Let \(X\) be a countable set and \(Y\subset X\). If \(X\) or \(Y\) is finite, we are actually done quickly. Therefore, we only consider the case where \(X\) is countably infinite and the subset is not finite. Suppose \(X=\{x_0,x_1,x_2,\ldots\}\). Then there is a smallest \(i\), say \(i_0\), for which \(x_i\in Y\) and we denote \(x_{i_0}\) as \(y_0\). Furthermore, there is a smallest \(i\), say \(i_1\), for which \(x_{i_1}\in Y\backslash \{y_0\}\) and we denote \(x_{i_1}\) as \(y_1\). If \(y_0,y_1, \ldots y_n\) have already been defined, we take \(y_{n+1}\) to be the element \(x_{i_{n+1}}\), where \(i_{n+1}\) is the smallest index \(i\) for which \(x_i\in Y\backslash \{y_0,y_1,\ldots y_n\}\). Note that every element of \(Y\) appears in the sequence \(y_0,y_1,\ldots\) and that this sequence does not end, as \(Y\) is not assumed to be finite. Thus, \(Y\) is countably infinite. Therefore, \(Y\) is a countable set in all cases.
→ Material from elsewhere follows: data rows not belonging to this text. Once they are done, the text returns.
PR #2772, opened 2022-09-13
feat: display long versions for forc crates

bingcicle:
Related #2773 

Includes changes to show long versions for `forc` crates in the format `<name> <version> (<git_commit_hash> <date>)`

Certain commands of `fuelup` (eg. `show`, `check`) to support nightly toolchains require comparing dates. 

Currently a hacky way of doing this is implemented within the CI for publishing channels where we manually format the strings ([example of what is published](https://github.com/FuelLabs/fuelup/blob/gh-pages/channel-fuel-nightly.toml)). Downloading a toolchain will download the channel as well, which `fuelup` uses to compare versions. However, the actual version printed by the binaries do not change and makes it difficult to support the above commands, especially if we want to support a specific nightly version of a component in a custom toolchain.

~For this to work, we have to build with the options `CI_COMMIT_HASH` and `CI_COMMIT_DATE` in the release steps in the CI. Otherwise, the current format of versioning will be used.~

Instead of the above, we will be using [`vergen`](https://github.com/rustyhorde/vergen) to get the hash and date at build-time with `build.rs`.

Example:

Screenshot 2022-09-13 at 11 25 32 AM

### DIFF
--- a/Cargo.lock
+++ b/Cargo.lock
@@ -1419,12 +1419,14 @@ dependencies = [
  "fs_extra",
  "fuel-asm",
  "hex",
+ "once_cell",
  "serde",
  "serde_json",
  "sway-core",
  "sway-types",
  "sway-utils",
  "term-table",
+ "time 0.3.14",
  "tokio",
  "toml",
  "toml_edit",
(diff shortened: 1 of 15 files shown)


bingcicle:
after a short discussion with @mitchmindtree we decided to only include this information within the nightlies by setting the date/hash in Cargo.toml within the CI, using cargo set-version command.

PR #2774, opened 2022-09-13
`sway-lsp`: Collect `storage` token in `sway_ast::Attribute` 

JoshuaBatty:
This PR collects the `storage` attribute into the `TokenMap` type used in the language server. In order to do so, we are now looping through the items in `sway_parse` so we can access tokens in `sway_ast::Attribute`. The storage token in an attribute is being assigned a kind of `SymbolKind::BuiltinAttr` which matches the semantic definition of what rust-analyzer is doing. 

Also removes an old unused `test_typed_parse` function. 

@SilentCicero this (should) solve the highlighting issue with the storage token.


sway-lsp/src/core/session.rs
```diff
@@ -158,17 +158,29 @@ impl Session {
...
         if let Ok(manifest) = pkg::ManifestFile::from_dir(&manifest_dir) {
             if let Ok(plan) = pkg::BuildPlan::from_lock_and_manifest(&manifest, locked, offline) {
+                // First, parse items to collect keyword tokens
+                if let Ok(source) = manifest.entry_string() {
+                    if let Ok(sway_build_config) =
+                        pkg::sway_build_config(manifest.dir(), &manifest.entry_path(), &profile)
+                    {
+                        parse_items::parse(source, Some(&sway_build_config), &self.token_map);
+                    }
+                }
```
mitchmindtree, line 176: Is there no way we can collect these `storage` tokens during our regular traversal of items, rather than needing a whole distinct parse step? We should avoid parsing or type-checking more than we need to, especially considering how frequently LSP will do both.

JoshuaBatty: I agree we should limit the amount of parsing we need to do. One option is to also return the `sway_ast::Module` along with the `ParseProgram` and `TypedProgram` when calling `forc::check`. Would probably need to rework a bit of API in `sway-core` to make this ergonomic which might not be worth the trouble. 

The other option is to pass through the attributes into the `ParseProgram` and access the `storage` token from there. I was planning on doing this so we could access the `doc` attribute. Maybe it's worth just closing this PR and adding this functionality back in once that stage has been completed.

sway-lsp/src/core/parse_items.rs
```diff
@@ -0,0 +1,36 @@
...
+    core::token::{AstToken, SymbolKind, Token, TokenMap},
+    utils::token::to_ident_key,
+};
+use std::sync::Arc;
+use sway_ast::{AttributeDecl, ItemKind};
+use sway_core::BuildConfig;
+
+pub(crate) fn parse(src: Arc<str>, build_config: Option<&BuildConfig>, tokens: &TokenMap) {
+    let path = build_config.map(|build_config| build_config.canonical_root_module());
+    if let Ok(module) = sway_parse::parse_file_standalone(src, path) {
```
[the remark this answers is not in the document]
JoshuaBatty: We definitely should log to the output console if an error was returned. We have an issue open to go through all the sway-lsp code and add this functionality. At the moment we just ignore it as the server can never panic.

JoshuaBatty:
Thanks for the review @Centril. I'm going to close this in favor of accessing the attribute tokens in the `ParseProgram` once #2792 lands.

Issue #2463, opened 2022-08-04
Change the Trait `impl for Contract` to contain free functions from `std` like `contract_id()`


Braqzen:
## Summary

Currently the `Contract` does not behave like an object that takes `self` as a parameter meaning it does not allow the user to do something like `self.contract_id()` where `contract_id()` is a function defined in our standard library that returns a pointer to the Tx ID in an external context and the contract id in an internal context.

There are many functions in the standard library that arguably should be moved into the context of the `Contract` rather than have them exist in the standard library where the user must explicitly import them. Perhaps `Contract` may be a library in and of itself.

There's a trade-off between unwanted bloat and additional out-of-the-box functionality that should be evaluated but it's unlikely to be a huge issue unless we strictly follow the standard from Rust where the user does not pay for what they do not use.

That being said, here is a list of possible functions that could be added into `Contract`:

- [msg_sender()](https://github.com/FuelLabs/sway/blob/a3ffd94c413ca62a8fc130a55b296ee61d6ab1e5/sway-lib-std/src/chain/auth.sw#L36-L45)
- [msg_asset_id()](https://github.com/FuelLabs/sway/blob/a3ffd94c413ca62a8fc130a55b296ee61d6ab1e5/sway-lib-std/src/context/call_frames.sw#L36-L42)
- [msg_amount()](https://github.com/FuelLabs/sway/blob/a3ffd94c413ca62a8fc130a55b296ee61d6ab1e5/sway-lib-std/src/context.sw#L30-L33)
- [balance()](https://github.com/FuelLabs/sway/blob/a3ffd94c413ca62a8fc130a55b296ee61d6ab1e5/sway-lib-std/src/context/registers.sw#L68-L73) or [this_balance()](https://github.com/FuelLabs/sway/blob/a3ffd94c413ca62a8fc130a55b296ee61d6ab1e5/sway-lib-std/src/context.sw#L10-L13)
- [contract_id()](https://github.com/FuelLabs/sway/blob/a3ffd94c413ca62a8fc130a55b296ee61d6ab1e5/sway-lib-std/src/context/call_frames.sw#L27-L34)
- [balance_of()](https://github.com/FuelLabs/sway/blob/a3ffd94c413ca62a8fc130a55b296ee61d6ab1e5/sway-lib-std/src/context.sw#L15-L21)
[...]

PR #2778, opened 2022-09-13
fix contract caller types

### LINKED ISSUE #1261: Revamp the `ContractCaller` type
When instantiating a `ContractCaller` "manually" as per : 

https://github.com/FuelLabs/sway/blob/master/test/src/e2e_vm_tests/test_programs/should_pass/language/contract_caller_as_type/src/main.sw#L26

and attempting to call a function implemented for that abi on a deployed contract (i.e. `caller.foo()`), the function is not recognized.

Minimal example : https://github.com/FuelLabs/sway/blob/simon-abi_wrapper/sway-lib-std/tests/test_projects/abi/src/main.sw

sezna:
This fixes some incorrect type unification and closes #1261﻿. Really this was just the result of some behavior being untested, so it regressed over time. The type engine code for unifying contract callers had some typos.

I've disabled the `contract_caller_as_type` test, as this breaks that functionality, but that functionality is very much a special case and will be enabled by #2463 and a rework of the `Contract` type -- this should at least unblock the DAO contract and the berlin workshop.


otrho (approved):

mohammadfawaz:
Thanks Alex! Does this also address https://github.com/FuelLabs/sway/issues/1261#issuecomment-1129175700? If so, then do you mind adding some tests for that use case?

sezna:
Unfortunately, you still can't return a caller as a type from a function. That functionality is currently broken. I could fix that in a follow-on, but I think it will get fixed by introducing the `Contract` type eventually anyway, so i wasn't sure if it was necessary. Additionally, that functionality isn't strictly necessary as you can do dynamic-address calls without functions.

mohammadfawaz (approved):

PR #2781, opened 2022-09-14
Extend support for getting the transaction script hash in std::tx

### LINKED ISSUE #2721: Extend support for getting the transaction script hash in std::tx
Since the operation involves knowing the constant values associated with the GTF opcode, it makes sense to move the following used function for the bridge predicate into the standard library itself:

```

const GTF_SCRIPT_SCRIPT_LENGTH = 0x005;
const GTF_SCRIPT_SCRIPT = 0x00B;

/// Get the hash of the script bytecode
pub fn tx_script_bytecode_hash() -> b256 {
    // Get the script memory details
    let mut result_buffer: b256 = ZERO_B256;
    let script_length = __gtf::<u64>(0, GTF_SCRIPT_SCRIPT_LENGTH);
    let script_ptr = __gtf::<u64>(0, GTF_SCRIPT_SCRIPT);
    
    // Run the hash opcode for the script in memory
    asm(hash: result_buffer, ptr: script_ptr, len: script_length) {
        s256 hash ptr len;
        hash: b256
    }
}
```

pixelcircuits:
Adds new function for efficiently getting the hash of the script bytecode.
Resolves #2721


sway-lib-std/src/tx.sw
```diff
@@ -5,6 +5,7 @@ use ::address::Address;
 use ::mem::read;
 use ::option::Option;
 use ::revert::revert;
+use ::constants::ZERO_B256;
```
mohammadfawaz, line 8: Do you mind keeping these imports in alphabetical order?

sway-lib-std/src/tx.sw
```diff
@@ -232,6 +233,29 @@ pub fn tx_script_bytecode<T>() -> T {
...
 
+/// Get the hash of the script bytecode.
+/// Reverts if not a transaction-script
+pub fn tx_script_bytecode_hash() -> b256 {
+    let type = tx_type();
+    match type {
+        Transaction::Script => {
+            // Get the script memory details
+            let mut result_buffer: b256 = ZERO_B256;
+            let script_length = __gtf::<u64>(0, GTF_SCRIPT_SCRIPT_LENGTH);
```
mohammadfawaz, line 244: Can we use `tx_script_length()` here?

sway-lib-std/src/tx.sw
```diff
@@ -232,6 +233,29 @@ pub fn tx_script_bytecode<T>() -> T {
...
+            let script_ptr = __gtf::<u64>(0, GTF_SCRIPT_SCRIPT);
```
mohammadfawaz, line 245: Can we use `tx_script_start_pointer()` here?

sway-lib-std/src/tx.sw
```diff
@@ -232,6 +233,29 @@ pub fn tx_script_bytecode<T>() -> T {
...
+            
+            // Run the hash opcode for the script in memory
+            asm(hash: result_buffer, ptr: script_ptr, len: script_length) {
+                s256 hash ptr len;
+                hash: b256
+            }
+        },
+        _ => {
+            revert(0);
+        }
```
mohammadfawaz, line 255:
```suggestion
        _ => revert(0),
```

sway-lib-std/src/tx.sw
```diff
@@ -232,6 +233,29 @@ pub fn tx_script_bytecode<T>() -> T {
...
+    match type {
+        Transaction::Script => {
+            // Get the script memory details
+            let mut result_buffer: b256 = ZERO_B256;
+            let script_length = __gtf::<u64>(0, GTF_SCRIPT_SCRIPT_LENGTH);
+            let script_ptr = __gtf::<u64>(0, GTF_SCRIPT_SCRIPT);
+            
+            // Run the hash opcode for the script in memory
+            asm(hash: result_buffer, ptr: script_ptr, len: script_length) {
+                s256 hash ptr len;
```
mohammadfawaz, line 249: I guess there is no way to use the `sha256` library here :/

test/src/sdk-harness/test_artifacts/tx_contract/src/main.sw
```diff
@@ -2,22 +2,22 @@ contract;
 
 use std::{
     address::Address,
```
mohammadfawaz, line 4: `Address` no longer needed here with the prelude :)

test/src/sdk-harness/test_projects/tx_fields/mod.rs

We prove the countability of \(X\cup Y\) only for two sets that are countably infinite, so if \(X\cong \mathbb{N}\) and \(Y\cong \mathbb{N}\). Because \(\mathbb{N}\cong \{n\in \mathbb{N}\mid n\text{ is even}\}\) and \(\mathbb{N}\cong \{n\in \mathbb{N}\mid n\text{ is odd}\}\), we can create a bijective function from \(X\cup Y\) to \(\mathbb{N}\) by mapping \(X\) bijectively to \(\mathbb{N}\mid n\text{ is even}\}\) and \(Y\) bijectively to \(\mathbb{N}\mid n\text{ is odd}\}\). In other words, \(X\cup Y\) is countable.

We prove the countability of \(X\times Y\) only for two sets that are countably infinite, so if \(X\cong \mathbb{N}\) and \(Y\cong \mathbb{N}\). Then, there is a bijection from \(X\times Y\) to \(\mathbb{N}\times \mathbb{N}\). Thus, \(X\times Y\cong\mathbb{N}\times \mathbb{N}\). Because \(\mathbb{N}\times \mathbb{N}\cong (\mathbb{N}\), we have \(X\times Y\cong\mathbb{N}\). In other words, \(X\times Y\) is countable.

We first show that the set \(\mathbb{Q}^{+}\) of all positive rational numbers is countably infinite. These positive rational numbers can be considered as \(p/q\) with \(p\) and \(q\) positive natural numbers and \(p/q\) an irreducible fraction, i.e., \(\mathrm{gcd}(p,q)=1\). We can now define the function \(f:\;\mathbb{Q}\rightarrow \mathbb{Z}\times \mathbb{Z}\backslash\{0\}\) by \(f(p/q)=(p,q)\). Then \(f\) is an injective function. Because \(\mathbb{N}\times \mathbb{N}\) is countably infinite and \(f(\mathbb{Q}^{+}\) is a infinite subset of this, it follows that \(f(\mathbb{Q}^{+})\) is countably infinite. But then \(\mathbb{Q}^{+}\) is also countably infinite.

The set \(\mathbb{Q}^{-}\) of all negative rational numbers is evidently equipotent to \(\mathbb{Q}^{+}\) and thus also countably infinite. Therefore, \(\mathbb{Q}=\mathbb{Q}^{-}\cup\{0\}\cup \mathbb{Q}^{+}\), as union of countable sets, is also countable. Because the set of rational numbers is not finite, we know that this set is countably infinite.